[[ EXERCISE INPUTS, beginning ]]

PR #1140, opened 2025-12-11
feat: Allow for any kwarg to be passed to python-gitlab by GitlabWrapper

thomascizeron:
Solves #1025

This PR enables GitlabForm to pass any additional configuration parameters from the `gitlab` section directly to the underlying python-gitlab Gitlab client. This provides users with flexibility to configure advanced `python-gitlab` features without requiring GitLabForm updates.

### DIFF
--- a/docs/reference/index.md
+++ b/docs/reference/index.md
@@ -49,7 +49,7 @@ gitlab:
   # For following migration to python-gitlab, see: https://github.com/gitlabform/gitlabform/issues/73
   #
   # For example:
-  # retry_transient_errors: false # retry requests that fail due to transient errors
+  # retry_transient_errors: false # (defaults to `true`) retry requests that fail due to transient errors
   # obey_rate_limit: true  # automatically wait if rate limit is hit
   # max_retries: 5      # number of times to retry failed requests
 


docs/reference/index.md
```diff
@@ -41,6 +41,16 @@ gitlab:
...
+  # whether to retry requests that fail due to transient errors (network issues, rate limits, etc.)
+  # (defaults to `true`)
+  retry_transient_errors: true
+  
+  # ** advanced parameters **
+  # Any additional parameters specified here will be passed directly to the python-gitlab library.
+  # See https://python-gitlab.readthedocs.io/en/stable/api-usage.html#gitlab-client for available options.
+  # For example:
+  # obey_rate_limit: true  # automatically wait if rate limit is hit
+  # max_retries: 5      # number of times to retry failed requests
```
amimas: Couple of comments on this doc:

GitLabForm hasn't yet 100% migrated to use python-gitlab. Some of the processors are still using legacy code. So, we should clarify that these additional options won't be applied for those processors. It's only applicable for the processors that are using the python-gitlab library under the hood. What's the best way to clearly communicate this?

Why are you explicitly adding `retry_transient_errors` in the config instead of in the example section below? Let's keep it consistent. I suggest moving this to the example. Otherwise it appears as though this is supported globally - see my note above.

gitlabform/gitlab/core.py
amimas, line 1: For the purpose of this PR (extending support for python-gitlab configuration), are the changes in this file necessary? Just trying to understand what is being fixed or improved.

amimas (commented):
Thank you so much for looking into this and the PR. Like the extra tests being included. Left some comments. Please let me know if you have any questions.

gitlabform/gitlab/core.py
thomascizeron: They are needed as a self.gitlab_config is construct here to be passed to the GitlabWrapper. It seemed the simpler way to do it

docs/reference/index.md
thomascizeron: Will try to do it, is there a list/advancement report on the python-gitlab migration ? Maybe we should reference #73 to refer readers to the ongoing progress ?

It's because it's one of the default value, but i agree it is simpler in the example section

thomascizeron:
```suggestion
  # ** advanced parameters **
  # Any additional parameters specified here will be passed directly to the python-gitlab library.
  # See https://python-gitlab.readthedocs.io/en/stable/api-usage.html#gitlab-client for available options.
  #
  # GitlabForm hasn't yet 100% migrated to use python-gitlab. Some processors are not using it and wont use these parameters.
  # For following works on the migration, see: https://github.com/gitlabform/gitlabform/issues/73
  #
  # For example:
  # retry_transient_errors: false # retry requests that fail due to transient errors
  # obey_rate_limit: true  # automatically wait if rate limit is hit
  # max_retries: 5      # number of times to retry failed requests
```

docs/reference/index.md
```diff
@@ -41,6 +41,17 @@ gitlab:
   ssl_verify: true
   # timeout for the whole requests to the GitLab API, in seconds
   timeout: 10
+  # ** advanced parameters **
+  # Any additional parameters specified here will be passed directly to the python-gitlab library.
+  # See https://python-gitlab.readthedocs.io/en/stable/api-usage.html#gitlab-client for available options.
+  #
+  # GitlabForm hasn't yet 100% migrated to use python-gitlab. Some processors are not using it and wont use these parameters.
+  # For following works on the migration, see: https://github.com/gitlabform/gitlabform/issues/73
```
thomascizeron:
```suggestion
  # For following migration to python-gitlab, see: https://github.com/gitlabform/gitlabform/issues/73
```

docs/reference/index.md
amimas: Yeah, that's the closest issue but I can see it's already slightly outdated. There's also this project but didn't get a chance to populate all the todos yet.

https://github.com/orgs/gitlabform/projects/1/views/1

gitlabform/gitlab/core.py
amimas: Thanks for clarifying.

docs/reference/index.md
```diff
@@ -41,6 +41,17 @@ gitlab:
...
   timeout: 10
+  # ** advanced parameters **
+  # Any additional parameters specified here will be passed directly to the python-gitlab library.
+  # See https://python-gitlab.readthedocs.io/en/stable/api-usage.html#gitlab-client for available options.
+  #
+  # GitlabForm hasn't yet 100% migrated to use python-gitlab. Some processors are not using it and wont use these parameters.
+  # For following migration to python-gitlab, see: https://github.com/gitlabform/gitlabform/issues/73
+  #
+  # For example:
+  # retry_transient_errors: false # retry requests that fail due to transient errors
```
amimas: The `retry_transient_errors` is set to `False` as default in python-gitlab but it's set to `True` as default from gitlabform - right?

I liked that you had specified earlier about the default config. Can we keep it that way?

thomascizeron: Yes it defaults to false in python-gitlab (https://python-gitlab.readthedocs.io/en/stable/api/gitlab.html)
and true in gitlabform

I've added it to the documentation

docs/reference/index.md
thomascizeron: I've refered to the issue, the project is linked in it but if you prefer I can directly link the board 😊

amimas: Sounds good.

[[ EXERCISE INPUTS, end ]]

## DIRECTIONS
Pull out all lines containing the word "simpler" from the entries above.

## ANSWER AREA
thomascizeron: They are needed as a self.gitlab_config is construct here to be passed to the GitlabWrapper. It seemed the simpler way to do it
It's because it's one of the default value, but i agree it is simpler in the example section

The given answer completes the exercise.